Saturday 15 August 2015

BEKAL

Hei, apa ini? Bekal?
Pernahkah kalian berpikir bahwa saat ini kita sedang mempersiapkan suatu bekal? Atau beberapa bekal? Yep, bekal buat masa yang akan datang. Semacam amunisi, sebagai persiapan untuk hal yang sudah direncanakan. Sesaat tadi saya terpikir tentang “bekal” itu, entahlah, terlintas begitu saja. Jika membicarakan tentang bekal untuk masa depan, hal yang muncul dalam pikiran saya adalah salah satu ‘tahap pengemasan’ bekal yang tengah saya jalani, yaitu penyusunan tugas akhir (skripsi) untuk gelar S1 saya yang tak kunjung di-acc (). Yah, mungkin waktu terbaik untuk itu belum tiba (semoga segera). Namun, apa hanya satu bekal itu yang sedang saya persiapkan? Tidakkah beberapa bekal juga bisa? Maka pertanyaan-pertanyaan lain muncul.

Beberapa bekal, toh, tidak terdengar buruk, bukan? Kata ‘beberapa’ mengimplikasikan bahwa kita butuh menambahkan amunisi-amunisi yang lebih banyak dari sebelumnya. Niat yang hebat harus diikuti dengan usaha yang kuat. Kira-kira seperti itu. Untuk hal-hal yang lebih besar, tentu perlu penyokong yang lebih besar pula. Dan setiap rencana yang dibuat tentunya akan membuahkan hasil, terlepas itu berhasil atau tidak. Toh, pada dasarnya kita hanya bisa berencana, keputusan akhir tetap milik sang Pencipta. Tapi, percaya satu hal, hasil tidak pernah mengkhianati proses. Untuk itu kita harus tetap berusaha dan berdo’a.

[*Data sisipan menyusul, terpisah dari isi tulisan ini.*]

PR #997, opened 2026-08-03
fix: Respect caller-supplied Content-Encoding for pre-compressed request bodies

### LINKED ISSUE #996: Support caller-supplied `Content-Encoding` for pre-compressed request bodies
Follow-up from a review comment on #987: https://github.com/apify/apify-client-python/pull/987#discussion_r3704749196

## Problem

There is no way for a caller to hand the client an already-encoded request body.

- Before #987, `_prepare_request_call` compressed every bytes-like body and merged its own `Content-Encoding` last, so a caller-supplied value was silently overwritten.
- Since #987, a caller-supplied `Content-Encoding` is dropped whenever compression is skipped, so a pre-compressed body goes out labeled as unencoded.

The API supports this and documents it. [`PUT key-value-store record`](https://docs.apify.com/api/v2/key-value-store-record-put) documents a `Content-Encoding` request header accepting `gzip`, `br`, `deflate`, and `identity`: "To save bandwidth, storage, and speed up your upload, send the request payload compressed with Gzip compression and add the `Content-Encoding: gzip` header. It is possible to set up another compression type with `Content-Encoding` request header." And per the [key-value store docs](https://docs.apify.com/platform/storage/key-value-store), "records are stored exactly as you upload them", with the encoding taken from that header — so on that endpoint the header is record metadata, not just a transport hint, and dropping it stores compressed bytes under an unencoded label.

Honoring the header also unlocks encodings the client ships no compressor for (`deflate`, `zstd`, ...) without having to add one.

## How the JS client solves it

`apify-client-js` treats a caller-supplied `content-encoding` as "hands off" — [`src/interceptors.ts#L81-L82`](https://github.com/apify/apify-client-js/blob/fd619c056e64743843ece519fe56ae87f0c1e687/src/interceptors.ts#L81-L82):

```ts
async function maybeCompressRequest(config: ApifyRequestConfig): Promise<ApifyRequestConfig> {
    if (config.headers?.['content-encoding']) return config;

    const maybeCompressed = await maybeCompressValue(config.data);
    ...
}
```

No opt-out parameter and no dedicated compressor — the header alone is the signal. (`maybeCompressValue` also skips bodies below `MIN_COMPRESS_BYTES = 1024`, which is #934 on the Python side.)

## Proposal

1. **Honor a caller-supplied `Content-Encoding` in `_prepare_request_call`**, matching JS. Precedence: caller `Content-Encoding` -> content-type heuristic (`is_compressible_content_type`) -> compress. The header is forwarded verbatim, so any encoding the backend accepts works, and `identity` becomes a per-request opt-out for free.

    ```python
    caller_encoding = next((v for k, v in headers.items() if k.lower() == 'content-encoding'), None)
    if caller_encoding is None and is_compressible_content_type(content_type):
        data = self._http_compressor.compress(data)
        headers = self._merge_headers(headers, {'Content-Encoding': self._http_compressor.content_encoding})
    ```

    Explicitly out of scope: stacking the client's encoding on top of the caller's (`Content-Encoding: gzip, br`) — the backend does not document the list form.

    This reverses the drop-the-header behavior added in #987 and flips `test_prepare_request_call_replaces_caller_content_encoding` plus the two `..._drops_caller_content_encoding_...` tests.

2. **Expose `content_encoding` on `KeyValueStoreClient.set_record`** (sync and async). Step 1 on its own is barely reachable: no public resource method takes per-request headers, so the only entry points are the client-wide `ApifyClient(headers=...)`, which would apply the header to every request, and the private `_http_client.call`. `set_record` is where the API documents the header, so that is where it belongs.

Rejected: a per-request `compress=False` keyword on `HttpClient.call`. `HttpClient`/`HttpClientAsync` are a public ABC, and once resource clients pass the new keyword, existing custom implementations break. Headers already flow through, so step 1 covers the same need without touching that contract.

Docs: add a pre-compressed bodies section to the HTTP compression concept page.

*✍️ Drafted by Claude Code*

vdusek:
A caller-supplied `Content-Encoding` now marks the request body as already encoded, so the client forwards it untouched instead of dropping the header (since #987) or overwriting it (before #987).

## How it works

- Precedence in `_prepare_request_call`: caller `Content-Encoding` -> content-type heuristic -> size threshold -> compress. The header alone is the "hands off" signal, as in `apify-client-js`, so no opt-out parameter lands on the public `HttpClient` ABC. Lookups go through a new case-insensitive `_get_header`.
- The header is forwarded verbatim, so encodings the client ships no compressor for (`deflate`) work too, and `identity` becomes a per-request opt-out.
- `KeyValueStoreClient.set_record` gains a `content_encoding` argument (sync and async). Without it the behavior is barely reachable, as no public resource method took per-request headers.

## Notes

- Not breaking: #987 and #988 are both still in the unreleased 3.1.2 section, so the header-dropping behavior never shipped.
- Three tests from #987 flip. Two collapse into one parametrized `test_prepare_request_call_keeps_caller_content_encoding` covering their cases plus `identity` and `deflate`.
- A `Content-Encoding` passed to the client constructor counts as caller-supplied on every request, as in JS, where axios config headers include the client defaults.
- The compression guide drops a claim that file-like values are streamed and never compressed. Since #965 they're read into memory and compressed like any other body.
- No integration test: the round trip needs a real token, so the API-side premise (a `PUT` record honors the header and serves the record with it) rests on the API docs. The unit tests cover the client side in full.

Closes #996

*✍️ Drafted by Claude Code*

### DIFF
--- a/src/apify_client/_resource_clients/key_value_store.py
+++ b/src/apify_client/_resource_clients/key_value_store.py
@@ -360,6 +360,7 @@ class KeyValueStoreClient(ResourceClient):
         value: Any,
         *,
         content_type: str | None = None,
+        content_encoding: str | None = None,
         timeout: Timeout = 'long',
     ) -> None:
         """Set a value to the given record in the key-value store.
@@ -370,11 +371,17 @@ class KeyValueStoreClient(ResourceClient):
             key: The key of the record to save the value to.
             value: The value to save into the record.
             content_type: The content type of the saved value.
+            content_encoding: The encoding already applied to `value`, sent as the `Content-Encoding` header. Pass it
+                to upload a pre-compressed value - the client then forwards the bytes as they are instead of
+                compressing them itself. The API accepts `gzip`, `br`, `deflate`, and `identity`, and stores the
+                record exactly as uploaded, so this also becomes the encoding the record is served with.
             timeout: Timeout for the API HTTP request.
         """
         value, content_type = encode_key_value_store_record_value(value, content_type=content_type)
 
         headers = {'content-type': content_type}
+        if content_encoding is not None:
+            headers['content-encoding'] = content_encoding
 
         self._http_client.call(
             url=self._build_url(f'records/{key}'),
@@ -776,6 +783,7 @@ class KeyValueStoreClientAsync(ResourceClientAsync):
         value: Any,
         *,
         content_type: str | None = None,
+        content_encoding: str | None = None,
         timeout: Timeout = 'long',
     ) -> None:
         """Set a value to the given record in the key-value store.
@@ -786,11 +794,17 @@ class KeyValueStoreClientAsync(ResourceClientAsync):
             key: The key of the record to save the value to.
             value: The value to save into the record.
             content_type: The content type of the saved value.
+            content_encoding: The encoding already applied to `value`, sent as the `Content-Encoding` header. Pass it
+                to upload a pre-compressed value - the client then forwards the bytes as they are instead of
+                compressing them itself. The API accepts `gzip`, `br`, `deflate`, and `identity`, and stores the
+                record exactly as uploaded, so this also becomes the encoding the record is served with.
             timeout: Timeout for the API HTTP request.
         """
         value, content_type = encode_key_value_store_record_value(value, content_type=content_type)
 
         headers = {'content-type': content_type}
+        if content_encoding is not None:
+            headers['content-encoding'] = content_encoding
 
         await self._http_client.call(
             url=self._build_url(f'records/{key}'),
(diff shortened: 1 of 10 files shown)


src/apify_client/_resource_clients/key_value_store.py
```diff
@@ -786,11 +794,17 @@ async def set_record(
             key: The key of the record to save the value to.
             value: The value to save into the record.
             content_type: The content type of the saved value.
+            content_encoding: The encoding already applied to `value`, sent as the `Content-Encoding` header. Pass it
+                to upload a pre-compressed value - the client then forwards the bytes as they are instead of
+                compressing them itself. The API accepts `gzip`, `br`, `deflate`, and `identity`, and stores the
+                record exactly as uploaded, so this also becomes the encoding the record is served with.
             timeout: Timeout for the API HTTP request.
         """
```
Mantisus, line 810: Could we add a guard that rejects a non-byte `value` (and non-file?) when `content_encoding` declares a compression?

Mantisus (approved):
One nit, otherwise LGTM

B4nan (approved):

Ada saat dimana kamu hanya bisa memilih satu saja. Pemikiran lain muncul. Setiap orang diciptakan berbeda-beda, mulai itu dari anatomi, cara berpikir, sampai nasib, nyaris tidak ada yang sama. Walau kemungkinan sama itu tetap ada. Dari sini pemikiran lain itu tumbuh, dari perbedaan-perbedaan yang kita dapati. Kembali pada “bekal”, pernah terlintas di pikiran saya untuk mempersiapkan satu bekal lagi. Bekal yang paling saya idamkan sebenarnya. Layaknya hal yang teramat menggiurkan, yang dengan membayangkannya saja dapat membuat hati meletup-letup sedemikian rupa. Intinya, saya begitu menantikan saat dimana saya bebas mengemasi amunisi-amunisi untuk bekal tersebut. Saya pernah mencobanya, namun, di tengah jalan seperti ada yang mengganjal langkah itu. Menghadang dengan kenyataan bahwa jika ingin melanjutkan langkah lagi, saya harus memilih. Hanya satu, dan yang lain harus rela dilepaskan. Sebab pilihan selalu diikuti oleh keterbatasan, dan salah satu perbedaan setiap orang tadi, tidak terlepas dari keterbatasan.

Saya memilih melepaskan bekal kedua tadi, bekal yang paling diidamkan. Dari awal sebenarnya bekal itu merupakan hal utama bagi saya, namun seiiring bergeraknya waktu ia mundur menjadi hal yang tidak lagi diprioritaskan. Mungkin ini terdengar semacam pengkhianatan, atau saya yang sedang merasa mengkhianati diri sendiri. Entahlah. Banyak penyangkalan-penyangkalan yang muncul, seperti pesimis, payah, egois, lemah, dan semacamnya yang saling serang. Bergumal menuntut untuk dimenangkan. Membawa saya kembali pada perbedaan, keterbatasan, pilihan, yang juga menuntut dibenarkan. Dan dengan semua perdebatan yang muncul, saya memutuskan untuk memilih satu bekal yang bisa dinikmati bersama-sama. Dengan alasan yang tak mampu saya bantah, saya memilih bekal pertama.

Melepaskan bukan berarti tak lagi mengiginkan. Di suatu waktu nanti, setelah bekal pertama selesai disiapkan, jika masih diberi kesempatan, saya masih ingin mempersiapkan bekal kedua itu. Memunguti kembali amunisi-amunisi yang mungkin dulu tak sengaja ‘terjatuh’. Bukan untuk penebusan rasa bersalah atau pengkhianatan sebelumnya, namun karena saya benar-benar mengiginkannya.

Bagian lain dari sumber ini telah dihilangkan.